We decided to do something different for CTMom's present this year. While we were at the mall, we couldn't find things we thought would be perfect for CTMom. At first, Sweet Pea and I found Mother-Daughter bracelets at the Hallmark Store. So we each picked out one and brought them to CTDad. Here is how that went:

Princess: Dad, look at these!
CTDad: (Looks at them, eyes squinted)
Princess: They're Mother-Daughter bracelets!
Sweet Pea: One from each of us!
CTDad: But then she'd have two.
Princess: So? She'll where both.
CTDad: Mom doesn't really wear bracelets, not sure she likes them.
Princess/Sweet Pea: Oh (then run back to where they found the bracelets)
The end.

So we are going to give her:
A day at the spa while we do the laundry
A Mother Daughter Horseback riding lesson
A picnic if it is not too cold
3 Blog posts from us
A "life is good" t-shirt with a horse to where to her first riding lesson

Got to go Mothers' Day awaits.

The Top 10 Reasons Why I Love My Mom - By Sweet Pea
About Me at Age 8: Sweet Pea
Favorite Colors: Pink and Gold
Food: Cupcakes
Book: Series - Baby Mouse
TV Show: Fairly OddParents

About Me at Age 4:
Favorite Color: Yellow
Food: Cookies
Book and TV Show: Dora the Explorer

Here are my top 10 Reasons I love my Mom

10. She reads me books
9. She helps me with my homework
8. She makes me laugh by surprising me
7. She taught me to say Spanish words
6. I love to here her sing "Happy Birthday"
5. She finds time to bring me to soccer
4. I know she cares because she reminds me to brush my teeth
3. I know my Mom is smart because she is a lawyer
2. She works hard at cooking
1. She's the best Mom ever!!

CTDad's attempt at blogging.

I can probably count on one hand the number of notes or letters that I have written for CTMom in the 15 years we have been together (other than the usual “pick up milk” or “your Mom called” notes). I feel the same way about writing that Princess feels about math – I am not any good at it.

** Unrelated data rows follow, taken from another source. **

Issue #1159, opened 2024-04-22
Enhancement: MotherDuck Data Connector


digadeesh:
## Goal-State/What/Result

MotherDuck can be used as a data connector with the Spice OSS

Milestones:
- M1 MotherDuck Data Connector Alpha

## Why/Purpose

MotherDuck is a cloud based, serverless compute option integrated with DuckDB.  Spice runtime users can seamlessly leverage their MotherDuck compute services in Spice.

## By When

**Issue/Spec written and reviewed:** 05/14

**M1:** TBD
**Done-Done:** TBD

## Done-Done

- [x] [First Principles Driven](https://github.com/spiceai/spiceai/blob/trunk/docs/PRINCIPLES.md)
- [x] The Algorithm
- [x] PM/Design Review
- [ ] UX Review
- [ ] Threat Model / Security Review
- [ ] Tests
- [ ] Documentation
- [ ] Samples/Quickstarts/Tutorials

## The Algorithm

- [x] Every requirement questioned?
- [x] Delete (Scope) any part you can.
- [x] Simplify.
- [x] Break down into smaller iterations/milestones.
- [x] Opportunities for automation.

### M1 MotherDuck Data Connector Alpha
- [x] MotherDuck Data Connector can be defined in Spicepod.

```
- from: motherduck:database.schema.table
  name: my_table
  params: 
    motherduck_token: <token>
```
- [ ] Pushdowns are correctly supported for MD federated queries

- [ ] MotherDuck token based login support is added to Spice CLI:

```
spice login motherduck <token>
```

Token from secrets is used in this case.
```
- from: motherduck:database.schema.table
  name: my_table
```

- [ ] ~Support for MotherDuck OAuth flow to retrieve access token: `spice login motherduck`~

- [x] `link-dead-code` compile option is added to default build in order to get motherduck extension working. This will increase target build size from 153mb to 249mb (+63%) - the decision is that this is ok and we would like to proceed with this approach until we have proper support for motherduck by duckdb-rs.  We compile `slim` Docker version w/o this flag and don't support Motherduck Data Connector in slim version

## How/MAP
- [x] Implement MotherDuck Data Connector
- [ ] Implement `spice login motherduck <token>` support (token-based auth)
- [ ] ~Implement `spice login motherduck` (OAuth flow)~
- [ ] Quickstart to query data from MotherDuck' pre-defined `sample_data.nyc.taxi` dataset
- [ ] MotherDuck Data Connector documentation

[...]

PR #1502, opened 2024-05-24
Add MotherDuck Data Connector

sgrebnov:
Part of https://github.com/spiceai/spiceai/issues/1159

Add Data Connector for MotherDuck
- `motherduck` extension requires `link-dead-code` build flag to work. The flag is not correctly populated using `build.rs` and also can't be conditional enabled/disabled for `motherduck` feature only in `.cargo/config.toml`(config does not support feature-based flags) so always applied
- slim docker container image overrides this flag manually using `-C link-dead-code=n`

```
- from: motherduck:sample_data.nyc.taxi
  name: taxi
  params:
    motherduck_token: <token>
```


.cargo/config.toml
```diff
@@ -0,0 +1,5 @@
+[build]
```
sgrebnov, line 3: Moved `config.toml` to repo root so that flags are applied when you do `cargo build` from repo root or from VSCode. Still applies as well when you use `cargo` in `bin/spiced`

crates/runtime/src/dataconnector/motherduck.rs
```diff
@@ -0,0 +1,106 @@
...
+    secret: &Option<Secret>,
+    param_name: &str,
+) -> Option<String> {
+    return get_secret_or_param(
+        params.as_ref(),
+        secret,
+        &format!("{param_name}_key"),
+        param_name,
+    );
+}
```
phillipleblanc:
```suggestion
fn get_param(
    params: &HashMap<String, String>,
    secret: &Option<Secret>,
    param_name: &str,
) -> Option<String> {
    get_secret_or_param(params, secret, &format!("{param_name}_key"), param_name)
}
```

sgrebnov: Updated - thank you

digadeesh (approved):

PR #1503, opened 2024-05-24
Separate runtime Dataset from spicepod Dataset

phillipleblanc:
This is a refactoring/removing tech debt PR that:
1. Separates the concerns of the spicepod crate and the runtime crate with respect to the `Dataset` struct. Previously we had the spicepod crate handle both the serialization/deserialization - but it also encoded the runtime logic/validation. The spicepod crate should only be concerned with how to parse a spicepod from an external representation. The semantics of interpreting the Spicepod should live in the runtime crate.
2. Changes the parameters for a dataset from `Option<HashMap<String, String>>` to just a `HashMap<String, String>`. It was unnecessary and made the code more complicated than it needed to be.
3. Removes unnecessary feature flags from the spicepod crate

This is a pre-req PR for changing the `runtime::component::dataset::Dataset.name` type from `String` to `TableReference`. At which point we can support dataset names with schemas (i.e. `eth.recent_blocks`) which will lazily register the schema into the default catalog. The validation of parsing the name will be encoded into the new Runtime Dataset struct.

### DIFF
--- a/crates/runtime/src/dataconnector/databricks.rs
+++ b/crates/runtime/src/dataconnector/databricks.rs
@@ -14,6 +14,7 @@ See the License for the specific language governing permissions and
 limitations under the License.
 */
 
+use crate::component::dataset::Dataset;
 use async_trait::async_trait;
 use data_components::databricks_delta::DatabricksDelta;
 use data_components::databricks_spark::DatabricksSparkConnect;
@@ -22,7 +23,6 @@ use datafusion::datasource::TableProvider;
 use datafusion::sql::TableReference;
 use secrets::Secret;
 use snafu::prelude::*;
-use spicepod::component::dataset::Dataset;
 use std::any::Any;
 use std::pin::Pin;
 use std::sync::Arc;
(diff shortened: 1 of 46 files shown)


crates/runtime/src/lib.rs
```diff
@@ -224,13 +232,38 @@ impl Runtime {
         }
     }
 
+    fn datasets_iter(app: &App) -> impl Iterator<Item = Result<Dataset>> + '_ {
+        app.datasets.iter().cloned().map(Dataset::try_from)
+    }
+
+    /// Returns a list of valid datasets from the given App, skipping any that fail to parse and logging an error for them.
+    fn get_valid_datasets(app: &App, log_failures: bool) -> Vec<Dataset> {
```
phillipleblanc, line 240: This is a new function that tries to parse the datasets from the spicepod into the new representation. If it fails for any reason, it skips it and returns only the valid ones. It also logs an error depending on who called it.

crates/runtime/src/dataconnector/databricks.rs
```diff
@@ -111,7 +104,10 @@ impl Databricks {
                     }
                 };
             }
-            let Some(cluster_id) = ref_params.and_then(|p| p.get("databricks-cluster-id")) else {
+            let ((Some(cluster_id), _) | (_, Some(cluster_id))) = (
+                params.get("databricks_cluster_id"),
+                params.get("databricks-cluster-id"),
```
phillipleblanc, line 109: I also changed this to accept either `databricks-cluster-id` or `databricks_cluster_id`. We can update the docs after the next release to use the underscore method.

ewgenius (approved):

But on this Mothers’ Day, Princess, Sweet Pea, and I are taking pen (keyboard?) in hand and commandeering this blog to give you all some insight into the CTMom that we know and love.

First – some of the endearing idiosyncrasies:
She laughs while watching TV or reading something humorous on the web. This are not just small chuckles, but guffaws that can carry from one end of the house to the other and that remind me of the “Ha!” that ALF used to make on that old sitcom. But it lets me know she is enjoying herself.

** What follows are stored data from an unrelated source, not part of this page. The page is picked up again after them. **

PR #1514, opened 2024-05-26
Add unit tests for results caching utils

sgrebnov:
Add tests for cache utility functionality that retrieves table names from logical plan.

### DIFF
--- a/crates/cache/src/utils.rs
+++ b/crates/cache/src/utils.rs
@@ -93,32 +93,27 @@ fn collect_table_names(plan: &LogicalPlan, table_names: &mut HashSet<String>) {
 mod tests {
     use super::*;
     use arrow::datatypes::{DataType, Field, Schema};
-    use datafusion::common::{plan_err, Result};
-    use datafusion::config::ConfigOptions;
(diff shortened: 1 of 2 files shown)


crates/cache/src/utils.rs
```diff
@@ -88,3 +88,191 @@ fn collect_table_names(plan: &LogicalPlan, table_names: &mut HashSet<String>) {
...
+    #[tokio::test]
+    async fn test_collect_table_names_system_query_describe() {
+        let sql = "describe customer";
+        let logical_plan = parse_sql_to_logical_plan(sql).await;
+
+        let table_names = get_logical_plan_input_tables(&logical_plan);
+
+        let expected: HashSet<String> = vec![].into_iter().collect();
+        assert_eq!(table_names, expected);
+    }
```
y-f-u, line 122: nit. Most of the tests are repetitive pattern, you can use a for-loop to put all tests into one to have a table-based test style.

y-f-u (approved):

crates/cache/src/utils.rs
sgrebnov: Thank you Yong!

PR #1528, opened 2024-05-27
Don't cache system queries

sgrebnov:
PR disables cache for system queries (no input tables or there is `information_schema.tables` table).
Includes integration test


crates/runtime/src/datafusion.rs
```diff
@@ -274,22 +277,28 @@ impl DataFusion {
...
-                    MemoryStream::try_new(
-                        cached_result.records.to_vec(),
-                        cached_result.schema,
-                        None,
-                    )
-                    .context(UnableToCreateMemoryStreamSnafu)?,
-                );
+        let query_input_tables = get_logical_plan_input_tables(&plan);
+        let cache_enabled_for_query = !(query_input_tables.is_empty()
+            || query_input_tables.contains("information_schema.tables"));
```
lukekim, line 282: This string compare is likely to be expensive in the critical path. Isn't there any better way to detect this?

y-f-u (approved):

crates/runtime/src/datafusion.rs
sgrebnov: Thank you, I'll update this.

Issue #1389, opened 2024-05-15
Store query history in `spice.runtime.query_history` table


Jeadie:
Create a new `spice.runtime.query_history` prefixed table that holds the history of jobs ran by the runtime. Columns

- query_id
- schema
- sql
- text (nullable, present for NSQL queries)
- start_time
- end_time
- execution_time
- rows_produced
- results_cache_hit

See #1361 for comparison.

Jeadie:
Need to think more about schema

Jeadie:
Or in `INFORMATION_SCHEMA`

phillipleblanc:
@Jeadie to close this as its done.

PR #1549, opened 2024-05-29
Query History support for Flight API

sgrebnov:
Part of https://github.com/spiceai/spiceai/issues/1389
- Original QueryHistory model is now `Query` so we can extend it further (add `cache_allowed`, etc). It also contains functionality to perform a query.
- `query_history` table creation and record writing is still in `QueryHistory`
- `attach_query_context_to_stream` wrapper for streaming response is added to collect num returned records and save query details when stream is finished
- Common `sql_to_http_response` functionality for both `sql` and `nql` http handlers is added

Remaining:
- Correctly populate and save query context in case of execution error (`query_with_cache` and `attach_query_context_to_stream`)
- Review if data insertion can be accelerated w/o fully construction plan/etc. For example pre-creating insertion plan once and using it to populate new data (or inserting data to accelerated table directly).

Overall performance increased from `2_584.9414` to `7_405.9370` RPS for HTTP

Original
image

Updated
image


crates/runtime/src/datafusion.rs
```diff
@@ -297,7 +300,13 @@ impl DataFusion {
                         .context(UnableToCreateMemoryStreamSnafu)?,
                     );
 
-                    return Ok(QueryResult::new(record_batch_stream, Some(true)));
+                    return Ok(QueryResult::new(
+                        attach_query_context_to_stream(
```
sgrebnov: We can potentially finish context here as we know number of records and schema and don't wrap cached response with context to finish it once stream is completed but benchmarking does not show any performance gain so keeping unified logic here.

crates/runtime/src/query_context.rs
```diff
@@ -0,0 +1,160 @@
...
+
+pub struct QueryContext {
+    pub query_id: uuid::Uuid,
+    pub schema: Option<Arc<Schema>>,
+    pub sql: Option<String>,
+    pub nsql: Option<String>,
+    pub start_time: SystemTime,
+    pub end_time: Option<SystemTime>,
+    pub execution_time: Option<u64>,
+    pub rows_produced: Option<u64>,
```
lukekim: Instead of using `Option<u64|bool>` for all these, I would purely use integers/enums. E.g.

`results_cache_hit`

- `-1` not set
- `0` miss
- `1` hit

`rows_produced`

- `-1` not set
- etc.

sgrebnov: Like it 👍 propose to add this change as a separate iteration/PR to reduce num of changes introduced. I'll improve this as next step including query `error` indication (don't currently have this).

phillipleblanc (approved):

PR #1559, opened 2024-05-30
put load_datasets as the latest step along with start_servers

### LINKED ISSUE #1525: Spice should load datasets concurrently instead of sequentially
**Describe the bug**
Currently when Spice starts up, it loads datasets sequentially. One of the steps to loading a dataset is that is queries the remote source to check the connection and fetch the schema. This can be slow, and if there are many datasets it can cause the startup to take a while.

**To Reproduce**
Use this spicepod, run spice and observe the slow startup

```yaml
version: v1beta1
kind: Spicepod
name: spiceai

datasets:
- from: eth.recent_blocks
  name: blocks
- from: eth.recent_transactions
  name: tx
- from: eth.recent_logs
  name: eth.logs
- from: eth.recent_traces
  name: eth.recent_traces
- from: eth.beacon.slots
  name: eth_beacon.slots
```

**Expected behavior**
Each dataset is loaded concurrently, improving the startup time.

y-f-u:
Load datasets when starting the other components. As dataset loading is slower than the other components (http, etc), the log will appear nicer.

In future we can put a probe onto other components status then start loading the datasets if this becomes a strong dependency.

```
2024-05-30T05:06:44.426718Z  INFO runtime: Initialized results cache; max size: 128.00 MiB, item ttl: 1s
2024-05-30T05:06:44.432705Z  INFO runtime::flight: Spice Runtime Flight listening on 127.0.0.1:50051
2024-05-30T05:06:44.433478Z  INFO runtime::opentelemetry: Spice Runtime OpenTelemetry listening on 127.0.0.1:50052
2024-05-30T05:06:44.436567Z  INFO runtime::http: Spice Runtime HTTP listening on 127.0.0.1:3000
2024-05-30T05:06:46.842116Z  INFO runtime: Registered dataset blocks
2024-05-30T05:06:46.957034Z  INFO runtime: Registered dataset tx
2024-05-30T05:06:47.499614Z  INFO runtime: Registered dataset eth.logs
2024-05-30T05:06:47.746849Z  INFO runtime: Registered dataset eth_beacon.slots
2024-05-30T05:06:47.786891Z  INFO runtime: Registered dataset eth.recent_traces
2024-05-30T05:06:49.089736Z  INFO runtime: Registered dataset taxi_trips_1
```


bin/spiced/src/lib.rs
```diff
@@ -134,9 +132,10 @@ pub async fn run(args: Args) -> Result<()> {
         tracing::warn!("{err}");
     }
 
-    rt.start_servers(args.runtime, args.metrics)
-        .await
-        .context(UnableToStartServersSnafu)?;
+    let result = futures::join!(
+        rt.load_datasets(),
+        rt.start_servers(args.runtime, args.metrics)
```
lukekim: We should start_servers and then load datasets.

```suggestion
        rt.start_servers(args.runtime, args.metrics),
        rt.load_datasets()
```

bin/spiced/src/lib.rs
```diff
@@ -134,9 +132,10 @@ pub async fn run(args: Args) -> Result<()> {
...
+    );
 
-    Ok(())
+    result.1.context(UnableToStartServersSnafu)
```
```suggestion
    result.0.context(UnableToStartServersSnafu)
```

phillipleblanc (dismissed):

Jeadie (dismissed):

crates/runtime/src/datafusion.rs
```diff
@@ -540,11 +546,19 @@ impl DataFusion {
...
         accelerated_table_builder.zero_results_action(acceleration_settings.on_zero_results);
 
-        accelerated_table_builder.cache_provider(self.cache_provider.clone());
+        accelerated_table_builder.cache_provider(self.cache_provider());
 
         Ok(accelerated_table_builder.build().await)
     }
 
+    pub fn cache_provider(&self) -> Option<Arc<QueryResultsCacheProvider>> {
+        let Ok(provider) = self.cache_provider.read() else {
```
sgrebnov, line 556: @y-f-u  - can this impact performance as we are introducing new lock that we need to acquire during each query

y-f-u: yeah, good point. it will have some impact as it is still atomic.

y-f-u: I did a quick test on the read() performance. (machine spec may differ this) it takes about 60ms for 1 million operation.

y-f-u: also this is not going to worsen the performance comparing to the previous release, as we removed the df.read() which is essentially the same. Also this won't cause write starvation as the write is only used for initialising which happened the once.

The benefit of doing this way is to init/mutate the cache provider after other components start, that can be reviewed later if this particular read() becomes performance matter.

phillipleblanc (approved):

She also talks to the TV in such a way that I don’t know whether she has said something that requires a response from me. - “were you talking to me? I’m the only one here so you must be talking to me”

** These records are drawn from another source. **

PR #1562, opened 2024-05-30
`object_store` table provider for UTF8 data formats

Jeadie:
## Changes
- New TableProvider `ObjectStoreTextTable` that supports text data from any `object_store` compatible source. Schema is constant
```rust
    Schema::new(vec![
        Field::new("location", DataType::Utf8, false),
        Field::new("content", DataType::Utf8, false),
    ])
```
- For any `object_store` compatible source, if it isn't a known tabular format (e.g. `json`, `parquet`), it will consider it as text data. NOTE: for this unstructured data, a `file_format` must be set. 

- Share common code from existing `ObjectStoreMetadataTable` and `ObjectStoreTextTable` into new common object `ObjectStoreContext`.

### Other changes
 - `crates/data_components/src/metadata/` becomes `crates/data_components/src/object/`.


crates/runtime/src/dataconnector.rs
```diff
@@ -338,66 +340,60 @@ pub trait ListingTableConnector: DataConnector {
...
+        dataset: &Dataset,
+    ) -> DataConnectorResult<Arc<dyn TableProvider>>
+    where
+        Self: Display,
+    {
+        let store_url: Url = self.get_object_store_url(dataset)?;
+        let store = self.get_object_store(dataset)?;
+        let (_, extension) = self.get_file_format_and_extension(dataset)?;
+
+        let table = ObjectStoreMetadataTable::try_new(store, &store_url, Some(extension)).context(
```
phillipleblanc: Let's also add a comment (similar to the others) explaining why this can't error.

She dances around the house when she thinks no-one is watching. While we were dating I caught her dancing down the stairs of my house to Billy Joel’s “River of Dreams”. I only dance around the house when I am trying to embarrass Princess.

She is a napper – at least an advanced amateur if not approaching professional. We are not sure of the cause but it may have something to do with trying to catch up on episodes of “Oprah”, “Real Housewives of New York City”, or “Brothers and Sisters” or watching an old movie on AMC. Princess, Sweet Pea and I were discussing which Disney princess they were most like (Belle or Ariel for Princess, Snow White or Belle for Sweet Pea) when we determined CTMom was most like Sleeping Beauty.

She can recite the dialog from many of her favorite movies verbatim. Now everyone can recite a few key lines from popular movies, but… can you perform “When Harry Met Sally” all by yourself? This is a trait that Princess has picked up as well – she can’t remember her homework or to pick up her room but can recite dialog from a movie she has seen once. She’s something of a cinematic savant.

She is one of the few women I have met that can truly appreciate “Monty Python and the Holy Grail”, “Stripes”, and “Caddyshack”.

She tries to be tough with the dogs and use a low “alpha dog” voice, but I had to tell her that her soprano is not going to get low enough.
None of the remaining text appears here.